WHAT THE EXERCISE ASKS: Given the records below, set each one down again exactly as it reads.

GIVEN RECORDS:

PR #3790, opened 2017-11-03
Allow specifying I2S buffer sizes and counts

earlephilhower:
I've been doing a lot of audio work but am finding that sometimes the ESP8266 internal WiFi code can go off and do something for quite a long while (relative to audio delays, that is) causing the internal DMA buffers to empty and hiccups in the output to occur.

The simplest way to avoid this is to increase the size and number of RAM buffers we can pre-fill to cover these WiFi stack times.  Granted, with only ~40K available you're not going to add seconds worth of buffering, but every little bit can help.

Here's a backwards compatible patch to allow an app to specify a larger buffer size/count if necessary, while preserving the original behavior (and saving a few bytes in everyone else's RAM).

---snip---
Add a new i2s_begin_custom() signature that takes a buffer count and buffer
size (in samples).  This allows for specifying a larger or smaller amount
of DMA data which can help cover periods when the ESP's internal WiFi
processing takes longer than the few milliseconds of data currently
allocated (i.e at 44.1KHZ, the original buffers would last for 512 samples
which works out to only 11.6 milliseconds).

This also frees up ~76 bytes of RAM in all applications that do not use
I2S since it dynamically allocates pointer/counter arrays and only has a
single static pointer defined.


cores/esp8266/core_esp8266_i2s.c
```diff
@@ -92,10 +95,16 @@ void ICACHE_FLASH_ATTR i2s_slc_isr(void) {
...
 
-void ICACHE_FLASH_ATTR i2s_slc_begin(){
+void ICACHE_FLASH_ATTR i2s_slc_begin(uint16_t buffers, uint16_t buffer_samples){
+  SLC_BUF_CNT = buffers;
+  SLC_BUF_LEN = buffer_samples;
+
   i2s_slc_queue_len = 0;
   int x, y;
   
+  i2s_slc_queue = (uint32_t*)malloc((SLC_BUF_CNT-1) * sizeof(uint32_t));
```
devyte: Is it correct that this malloc is 1 item smaller than the others? I realize this is how it is currently implemented, but I have to wonder.

devyte: Before the malloc is done, the pointer should be checked against null, and free()d if not.

cores/esp8266/core_esp8266_i2s.c
```diff
@@ -50,10 +53,10 @@ struct slc_queue_item {
   uint32  next_link_ptr;
 };
 
-static uint32_t i2s_slc_queue[SLC_BUF_CNT-1];
+static uint32_t *i2s_slc_queue;
```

OUTPUT OF THE EXERCISE:
PR #3790, opened 2017-11-03
Allow specifying I2S buffer sizes and counts

earlephilhower:
I've been doing a lot of audio work but am finding that sometimes the ESP8266 internal WiFi code can go off and do something for quite a long while (relative to audio delays, that is) causing the internal DMA buffers to empty and hiccups in the output to occur.

The simplest way to avoid this is to increase the size and number of RAM buffers we can pre-fill to cover these WiFi stack times.  Granted, with only ~40K available you're not going to add seconds worth of buffering, but every little bit can help.

Here's a backwards compatible patch to allow an app to specify a larger buffer size/count if necessary, while preserving the original behavior (and saving a few bytes in everyone else's RAM).

---snip---
Add a new i2s_begin_custom() signature that takes a buffer count and buffer
size (in samples).  This allows for specifying a larger or smaller amount
of DMA data which can help cover periods when the ESP's internal WiFi
processing takes longer than the few milliseconds of data currently
allocated (i.e at 44.1KHZ, the original buffers would last for 512 samples
which works out to only 11.6 milliseconds).

This also frees up ~76 bytes of RAM in all applications that do not use
I2S since it dynamically allocates pointer/counter arrays and only has a
single static pointer defined.


cores/esp8266/core_esp8266_i2s.c
```diff
@@ -92,10 +95,16 @@ void ICACHE_FLASH_ATTR i2s_slc_isr(void) {
...
 
-void ICACHE_FLASH_ATTR i2s_slc_begin(){
+void ICACHE_FLASH_ATTR i2s_slc_begin(uint16_t buffers, uint16_t buffer_samples){
+  SLC_BUF_CNT = buffers;
+  SLC_BUF_LEN = buffer_samples;
+
   i2s_slc_queue_len = 0;
   int x, y;
   
+  i2s_slc_queue = (uint32_t*)malloc((SLC_BUF_CNT-1) * sizeof(uint32_t));
```
devyte: Is it correct that this malloc is 1 item smaller than the others? I realize this is how it is currently implemented, but I have to wonder.

devyte: Before the malloc is done, the pointer should be checked against null, and free()d if not.

cores/esp8266/core_esp8266_i2s.c
```diff
@@ -50,10 +53,10 @@ struct slc_queue_item {
   uint32  next_link_ptr;
 };
 
-static uint32_t i2s_slc_queue[SLC_BUF_CNT-1];
+static uint32_t *i2s_slc_queue;
```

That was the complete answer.